The rising tide of joblessness is causing retail sales to fall for three months in a row, leading stores to lay off more workers or even shut down entirely, as in the cases of Linens ’n Things and Sharper Image. Even more retailers are expected to declare bankruptcy this year, leading to even more layoffs, store closings and liquidations. Rising unemployment is also contributing to still rising problems with home mortgages, with one out of ten home-buyers now late on their payments or in foreclosure. The increase in foreclosures is driving down home prices, now 23% below their peak in July of 2006 and the lower home prices make it more difficult to refinance.

While congress has extended unemployment benefits, which normally run out in six months, only a little more than 40% of the unemployed are collecting benefits. The incoming Obama administration has said it would work to expand eligibility, which has become more and more restrictive over the last 30 years. But at the same time, president-elect Obama is asking for a tax credit for creating new jobs. This ‘trickle-down’ approach is bound to fail, since businesses are not going to create more jobs if they can’t sell their product, or will reap a tax break for hiring that they would have done anyway. Just look at what the Bush administration’s TARP program; it injected more than $300 billion of government money into banks, while the banks are sitting on $800 billion in ‘excess reserves’ or cash that they could loan out, but aren’t.

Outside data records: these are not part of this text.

Issue #4260, opened 2023-06-07
Change the way we read mesh data


carmenfan:
### Description
This is a pairing issue for https://github.com/3drepo/3drepobouncer/issues/626

Since we are changing the way we store the data, we need to make sure we know how to read it on 3drepo.io

### Goals
- [x] Should be able to read mesh data from the older schema
- [x] Should be able to read mesh data from the new schema

PR #4503, opened 2023-10-06
ISSUE #4393 remove _extRef support

### LINKED ISSUE #4393: Remove compatibility code for old mesh binary schema
### Description
#4260 from v5.4 had a migration to the new schema. We're keeping backwards compatibility for one release to allow smooth transition

So for v5.6, we should remove the method to read the old data as it's no longer necessary.

This applies to bouncer as well.

carmenfan:
This fixes #4393

#### Description
Remove the deprecated schema to associate binary to a scene, `_extRef`. All `_extRef` references should have been migrated to `_blobRef` as per 5.4 migration script (instigated by #4260)

- Removed Texture end point - it is referencing gridFS directly, so it would've stopped working as of 4.28. It is an endpoint that isn't used
- Removed the ability to read mesh data from legacy schema
- Removed probing `_extRef` to figure out scene binaries and removing them when we remove incomplete revisions
  - Fixed a bug with this script - we were removing the reference of the new files but were not deleting the actual file!

#### Test cases
Should function as before
pre 5.4 schema will no longer work


ChristosTsiotsias:
travis build is failing

carmenfan:
> travis build is failing

@ChristosTsiotsias  fixed now

ChristosTsiotsias (changes requested):
backend tests seem to be failing

carmenfan:
> backend tests seem to be failing

just needed a rerun it seems, passed now

ChristosTsiotsias (approved):

PR #4514, opened 2023-10-11
ISSUE #4400 - Fix template chip ticket count not updating

### LINKED ISSUE #4400: Custom ticket filters not updated upon Completed filter click
### Description

Filter's label (count) should update when Completed filter is clicked to show the number of tickets that have the filter template but also satisly the Completed filter. 

However, this does not seem to happen as count stays the same regardless of the Complete filter active status.

### Steps to replicate
- Open a model with multiple tickets of multiple templates
- Click Completed filter
- The count in the label of filters does not update

image
image

The-Daniel:
This fixes #4400

#### Description
The ticket count in the template chips now updates to reflect the number of tickets in the respective template that matches the search filters and completed state.
For a better explanation of how the numbers should work look at the comments in the issue

#### Test cases
Check that the numbers are right when selecting different chips and using different/multiple search terms

### DIFF
--- a/frontend/src/v5/ui/routes/viewer/tickets/ticketsList/ticketsList.component.tsx
+++ b/frontend/src/v5/ui/routes/viewer/tickets/ticketsList/ticketsList.component.tsx
@@ -44,7 +44,7 @@ export const TicketsList = ({ tickets }: TicketsListProps) => {
 	const [availableTemplates, setAvailableTemplates] = useState([]);
 	const [showingCompleted, setShowingCompleted] = useState(false);
 	const [selectedTemplates, setSelectedTemplates] = useState<Set<string>>(new Set());
-	const [filteredTickets, setFilteredTickets] = useState<ITicket[]>([]);
+	const [ticketsFilteredByComplete, setTicketsFilteredByComplete] = useState<ITicket[]>([]);
 	const templates = TicketsHooksSelectors.selectTemplates(containerOrFederation);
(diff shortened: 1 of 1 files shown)


frontend/src/v5/ui/routes/viewer/tickets/ticketsList/ticketsList.component.tsx
```diff
@@ -69,22 +69,20 @@ export const TicketsList = ({ tickets }: TicketsListProps) => {
...
 	};
 
-	useEffect(() => {
-		const filtered = tickets.filter((ticket) => {
-			const matchesTemplateFilters = !selectedTemplates.size || selectedTemplates.has(ticket.type);
-			return (matchesTemplateFilters && matchesCompletedState(ticket));
-		});
-		setFilteredTickets(filtered);
-	}, [tickets, selectedTemplates, showingCompleted]);
+	const applyTemplatesFilter = (items) => items.filter((ticket) => !selectedTemplates.size || selectedTemplates.has(ticket.type));
```
Amantini1997, line 72: Can we rename this to something like "filterByTemplate"?

Also, you can check if there are no selected templates just once for all the tickets:

```ts
	const applyTemplatesFilter = (items) => {
		if (!selectedTemplates.size) return items;
		return items.filter((ticket) => selectedTemplates.has(ticket.type));
	};
```

Amantini1997 (changes requested):

Amantini1997 (approved):

carmenfan (approved):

With large companies announcing tens of thousands of new layoffs just in the first week of January, unemployment is bound to rise and may go as high as 10% this year. The Obama plan to spend $200 - 300 billion dollars on construction projects this year is a start, but may not help many African Americans and women who are underrepresented in construction work. What is really needed is a government jobs program like the Depression-era Works Progress Administration (WPA), which employed more than 3 million people at its height in 1933 (equal to almost 10 million people today).